The Philippines also continues to lag behind its Southeast Asian peers in consumer lending penetration, Mr. Krasnov noted.

“We think the Philippines needs to grow consumer lending fourfold to catch up with the Southeast Asian average.”

Mr. Krasnov cited inflationary shocks as a potential risk to lending growth.

“We hope that this year won’t have as many inflationary shocks that impact consumer purchasing power,” he said. “When customers feel financial stress, it becomes more difficult for us to make decisions.”

The BSP expects inflation to average 3.3% in 2025, remaining within its 2-4% target range for the year.

Mr. Krasnov also emphasized the need for the mass deployment of the Philippine Identification System (PhilSys) card, or national ID, to help onboard more users and reduce lending fraud.

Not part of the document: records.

PR #296, opened 2022-03-15
spec.rs: Check that commit_ivk returns a nonzero base.

### LINKED ISSUE #294: Fix `spec::commit_ivk` to handle partial-completeness of SinsemillaShortCommit
https://github.com/zcash/orchard/blob/3ddf6c49f7484ed1295bd5351317bbfe49e14472/src/spec.rs#L187-L193

The above argument relied on the fact that Sinsemilla was uniformly defined in terms of incomplete addition, and so SinsemillaCommit would never produce the identity (meaning that SinsemillaShortCommit would never produce zero). However, shortly after the QEDIT audit, ECC discovered two circuit bugs that led to us making two changes:

- We redefined g<sub>d</sub> and pk<sub>d</sub> to be non-identity points. g<sub>d</sub> needs to be non-identity in order to ensure that only a single `ivk` can be used with a committed note (to produce a single nullifier), which is necessary for balance. pk<sub>d</sub> on the other hand was set to be a non-identity point because `ivk` was defined as a non-identity scalar (per the above rationale), and so the identity could never be produced from `[ivk]` g<sub>d</sub>.
- We redefined SinsemillaCommit to use complete addition for the final `+ [r] R` step, because the case `r = 0` can be forced by an attacker. This in turn makes it possible for SinsemillaCommit to return the identity (as well as returning ⊥ if an edge case of incomplete addition is ever reached in the inner SinsemillaHash call).

The interaction of these two changes meant that `ivk` could now be zero (because Extract<sub>P</sub><sup>⊥</sup> maps the identity to zero), but in a pairing, @daira and I confirmed that the circuit now constrains `ivk != 0` (indirectly, because `pk_d_old` and `g_d_old` are both constrained to be non-identity). Previously neither of these were the case. This interaction is somewhat unfortunate (had we identified it at the time, we might have decided to allow pk<sub>d</sub> to remain a possibly-identity point), but it is too late to change the circuit now (as among other reasons, allowing pk<sub>d</sub> to be the identity would require additional analysis).

So what we need to do here is replace `.map(NonZeroPallasBase::guaranteed)` with `.and_then(NonZeroPallasBase::from_base)` (i.e. mapping the identity to an error). Note that we also return an error from this outside-circuit function if `sinsemilla::CommitDomain::short_commit` returns ⊥, which in the circuit is mapped to "circuit is satisfied"; we collapse both cases into the same error case, which is fine because we don't want users of the `orchard` crate to encounter either case.

therealyingtong:
Closes #294

### DIFF
--- a/src/spec.rs
+++ b/src/spec.rs
@@ -184,12 +184,20 @@ pub(crate) fn commit_ivk(
                 .chain(nk.to_le_bits().iter().by_val().take(L_ORCHARD_BASE)),
             rivk,
         )
-        // Commit^ivk.Output is specified as [1..q_P] ∪ {⊥}. We get this from
-        // sinsemilla::CommitDomain::short_commit by construction:
+        // sinsemilla::CommitDomain::short_commit returns a value in range [0..q_P] ∪ {⊥}:
+        // - sinsemilla::HashDomain::hash_to_point uses incomplete addition and returns a
+        //   point in P* ∪ {⊥}.
+        // - sinsemilla::CommitDomain::commit applies a final complete addition step and
+        //   returns a point in P ∪ {⊥}.
         // - 0 is not a valid x-coordinate for any Pallas point.
         // - sinsemilla::CommitDomain::short_commit calls extract_p_bottom, which replaces
-        //   the identity (which has no affine coordinates) with 0. but Sinsemilla is
-        //   defined using incomplete addition, and thus will never produce the identity.
+        //   the identity (which has no affine coordinates) with 0.
+        //
+        // Commit^ivk.Output is specified as [1..q_P] ∪ {⊥}, so we explicitly check for 0
+        // and map it to None. Note that we are collapsing this case (which is rejected by
+        // the circuit) with ⊥ (which the circuit explicitly allows for efficiency); this
+        // is fine because we don't want users of the `orchard` crate to encounter either
+        // case.
         .and_then(NonZeroPallasBase::from_base)
 }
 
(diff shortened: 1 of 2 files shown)


src/spec.rs
```diff
@@ -190,7 +190,7 @@ pub(crate) fn commit_ivk(
         // - sinsemilla::CommitDomain::short_commit calls extract_p_bottom, which replaces
         //   the identity (which has no affine coordinates) with 0. but Sinsemilla is
         //   defined using incomplete addition, and thus will never produce the identity.
-        .map(NonZeroPallasBase::guaranteed)
+        .and_then(NonZeroPallasBase::from_base)
```
str4d, line 193: The comment also needs updating. Something like:
```rust
    // sinsemilla::CommitDomain::short_commit returns a value in range [0..q_P] ∪ {⊥}:
    // - sinsemilla::HashDomain::hash_to_point uses incomplete addition and returns a
    //   point in P* ∪ {⊥}.
    // - sinsemilla::CommitDomain::commit applies a final complete addition step and
    //   returns a point in P ∪ {⊥}.
    // - 0 is not a valid x-coordinate for any Pallas point.
    // - sinsemilla::CommitDomain::short_commit calls extract_p_bottom, which replaces
    //   the identity (which has no affine coordinates) with 0.
    //
    // Commit^ivk.Output is specified as [1..q_P] ∪ {⊥}, so we explicitly check for 0 and
    // map it to None. Note that we are collapsing this case (which is rejected by the
    // circuit) with ⊥ (which the circuit explicitly allows for efficiency); this is fine
    // because we don't want users of the `orchard` crate to encounter either case.
```

str4d (changes requested):

str4d (approved):
utACK 5356804bfe3add134477f053ebdc25c6930ea1a6

ebfull (approved):

daira (approved):
utACK, this is consistent with the spec change.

To expand consumer lending, Tonik plans to partner with more employers and retailers to increase accessibility to its loan products.

The digital bank is also set to accelerate the rollout of its credit builder loan, which encourages users to take a small cash loan to establish a credit history and eventually increase their credit limits.

“The concept of the credit builder is that users proactively build their credit history through our product.”

Tonik is also exploring expansion into car and mortgage loans.

“Over time, we will continue rolling out more products that fit into the customer’s lifestyle as they continue to upgrade their life,” Mr. Krasnov said.